「幸せとは、――すること。あなたは、この空欄を埋められますか?
今回紹介するのは、住野よるさんの『また、同じ夢を見ていた』です。
ちょっぴりおませな小学生の女の子、奈ノ花(なのか)。彼女の視点を通して描かれるのは、不思議で、切なくて、そして最高に温かい「幸せ」をめぐる物語です。
1. 奈ノ花と、3人の不思議な「友達」
学校に馴染めず、クラスメイトから浮いてしまっている奈ノ花には、それぞれに事情を抱えた少し「不思議な出会い」があります。
- 手首に傷がある、賢くて優しい「南さん」(高校生)
- 季節外れのひまわりを育てる、お料理上手な「アバズレさん」(大人の女性)
- 丘の上の家で静かに暮らす、品のある「おばあちゃん」
年齢も境遇もバラバラな彼女たちとの交流を通じて、奈ノ花は学校では教えてくれない「人生の大切なこと」を学んでいきます。
2. 住野よる流、心を揺さぶる「比喩表現」
この本の大きな魅力は、奈ノ花の独特な口癖です。
「人生とは、〜みたいなものよ」という、小学生とは思えないのに、どこか腑に落ちる比喩表現がいたるところに散りばめられています。
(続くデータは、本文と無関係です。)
Issue #24673, opened 2017-11-04
Bootstrap's font-family style reduces SVG performance in Google Chrome


Herst:
In Google Chrome there seems to be an issue where the value of the `font-family` has an effect on the performance when scaling `<text>` elements inside a SVG. It seems like the values are parsed anew every time the effective font size changes. With Bootstrap 4 the value of `font-family` is `-apple-system,BlinkMacSystemFont,"Segoe UI",Roboto,"Helvetica Neue",Arial,sans-serif,"Apple Color Emoji","Segoe UI Emoji","Segoe UI Symbol"` and this had a noticeable negative impact on a SVG interaction heavy web application which I ported from Bootstrap 3 to Bootstrap 4

It could be that the effect does not show on macOS, since the `-apple-system` generic font family matches right away, while on Windows/Linux/Android several font families need to be dismissed before arriving at one which exists.

See <https://crbug.com/781344> for details. I would also welcome contributions to the bug report which would help in getting it confirmed and fixed. I reproduced it on Desktop Linux and Windows for now, no idea about macOS or Android.

Setting the `font-family` style of `<svg>` elements to something simple seems to work.

PR #24674, opened 2017-11-04
Separate font-family setting for SVG (#24673)

Herst:
Workaround for #24673. See <https://crbug.com/781344> for details.

### DIFF
--- a/scss/_reboot.scss
+++ b/scss/_reboot.scss
@@ -276,6 +276,9 @@ img {
 
 svg:not(:root) {
   overflow: hidden; // Hide the overflow in IE
+  // Workaround Chrome performance issue,
+  // see: https://github.com/twbs/bootstrap/issues/24673
+  font-family: $font-family-svg;
 }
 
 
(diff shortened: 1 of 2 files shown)


XhmikosR:
I'm not sure we should do this. I mean, it's clearly a browser bug, isn't it? If the bug report is closed for whatever reason without a fix, then it would make sense to do this.

Herst:
Fair enough and in any case the users making use of SVGs with a lot of text it in can add such a fix to their CSS.

That said, should this not be fixed soon though then it might be worth adding a note about it to the documentation. Others might be surprised like I with by a sudden performance drop in their application after switching to Bootstrap 4. I thought at first that Bootstrap's new button styling, flex box or `calc()` usage might be to blame.

Herst:
@mdo, @cvrebert should you decline this patch, would <https://crbug.com/781344> be a possible candidate for the Wall of Bugs and [the Bootstrap meta bug](https://crbug.com/536263)?

patrickhlauke:
i'd say yes to the wall of bugs

Herst:
Closed in favor of #24751.

Still the workaround is worth to keep in the back of one's head if dealing with dynamic animated/interactive SVG content because even if a fix were to land in three weeks then it's not going to reach general Chrome users until March 2018.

最初は少し生意気に見える奈ノ花ですが、「幸せとは何か」を真っ直ぐに考え続ける姿に、自分の考えの曖昧さにハッとさせられます。
3. パズルのピースが繋がる、驚きの結末
物語が進むにつれて、3人の友達との会話の中に少しずつ違和感や「ヒント」が混ざり始めます。
「なぜ彼女たちは、そこにいるのか?」
「なぜ奈ノ花と出会ったのか?」
そのすべての謎が解ける終盤、タイトルの意味を知った瞬間の鳥肌は忘れられません。
バラバラだったピースが一つの絵になるような、美しくも鮮やかな伏線回収を楽しんでください。
まとめ:こんな人におすすめ!
- 「自分にとっての幸せ」を改めて考えたい人
- 最後の一行で、あっと驚くような感動を味わいたい人
- 学校や職場などの人間関係に、少し息苦しさを感じている人
読み終えたとき、あなたはきっと自分のことを、そして周りの人のことを、今よりもっと大切にしたくなるはずです。
「人生とは、素晴らしい物語を読み終えるようなものよ」
――そんな読後感を、ぜひ味わってみてください。
読書を始めたい人への最初の1冊にもおすすめしています。
「ピースを集め、パズルを完成させるような楽しみ」を、物語を読む世界の中でも感じられたなら、きっと本を好きになれますよ。